• WORK TO COMPLETE:
From the first line to the last, repeat the data below exactly.

[Saved data entries]
PR #137, opened 2021-11-16
Test/refactor wallet e2e multi wallet

rhyslbw:
# Context
We're currently not running the wallet e2e test in CI. It should at least run prior to releasing. The tests should also retain the bulk of the funds to reduce maintenance of the test wallet.

# Proposed Solution
- Refactor the test to use two wallets, with a 3rd transaction sending funds back to the first wallet.
- Add a pre-release workflow, that must be run manually via a trigger.


.github/workflows/pre-release.yaml
```diff
@@ -0,0 +1,43 @@
+name: Pre-release
+
+on:
+  pull_request:
```
rhyslbw, line 4: To remove once the workflow is confirmed

mkazlauskas (changes requested):
The main test of 2nd tx is deposit being returned, so we won't lose much if we wait for 2nd and 3rd tx confirmation in parallel, then assert balances after both txs are confirmed.

packages/wallet/test/e2e/SingleAddressWallet.test.ts
```diff
@@ -32,97 +29,154 @@ const createDelegationCertificates = async (wallet: Wallet, rewardAccount: Carda
...
+    const afterTx2TotalBalance = {
+      one: await firstValueFrom(walletOne.balance.total$),
+      two: await firstValueFrom(walletTwo.balance.total$)
+    };
+
+    // Make a 3rd tx using wallet2 with:
+    // - payment to return the coins received in tx1 for future tests
+
+    const tx3Internals = await walletTwo.initializeTx({
+      outputs: new Set([{ address: walletOne.addresses[0].bech32, value: { coins: tx1OutputCoins } }])
```
mkazlauskas, line 173: Need to send smaller quantity to still have funds for fee if walletTwo was originally empty, which is likely to be the case for new test setups (faucet limits to 1 request per 24h or sth).

rhyslbw: I've loaded both CI wallets with 1000 ada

• ANSWER SECTION:
PR #137, opened 2021-11-16
Test/refactor wallet e2e multi wallet

rhyslbw:
# Context
We're currently not running the wallet e2e test in CI. It should at least run prior to releasing. The tests should also retain the bulk of the funds to reduce maintenance of the test wallet.

# Proposed Solution
- Refactor the test to use two wallets, with a 3rd transaction sending funds back to the first wallet.
- Add a pre-release workflow, that must be run manually via a trigger.


.github/workflows/pre-release.yaml
```diff
@@ -0,0 +1,43 @@
+name: Pre-release
+
+on:
+  pull_request:
```
rhyslbw, line 4: To remove once the workflow is confirmed

mkazlauskas (changes requested):
The main test of 2nd tx is deposit being returned, so we won't lose much if we wait for 2nd and 3rd tx confirmation in parallel, then assert balances after both txs are confirmed.

packages/wallet/test/e2e/SingleAddressWallet.test.ts
```diff
@@ -32,97 +29,154 @@ const createDelegationCertificates = async (wallet: Wallet, rewardAccount: Carda
...
+    const afterTx2TotalBalance = {
+      one: await firstValueFrom(walletOne.balance.total$),
+      two: await firstValueFrom(walletTwo.balance.total$)
+    };
+
+    // Make a 3rd tx using wallet2 with:
+    // - payment to return the coins received in tx1 for future tests
+
+    const tx3Internals = await walletTwo.initializeTx({
+      outputs: new Set([{ address: walletOne.addresses[0].bech32, value: { coins: tx1OutputCoins } }])
```
mkazlauskas, line 173: Need to send smaller quantity to still have funds for fee if walletTwo was originally empty, which is likely to be the case for new test setups (faucet limits to 1 request per 24h or sth).

rhyslbw: I've loaded both CI wallets with 1000 ada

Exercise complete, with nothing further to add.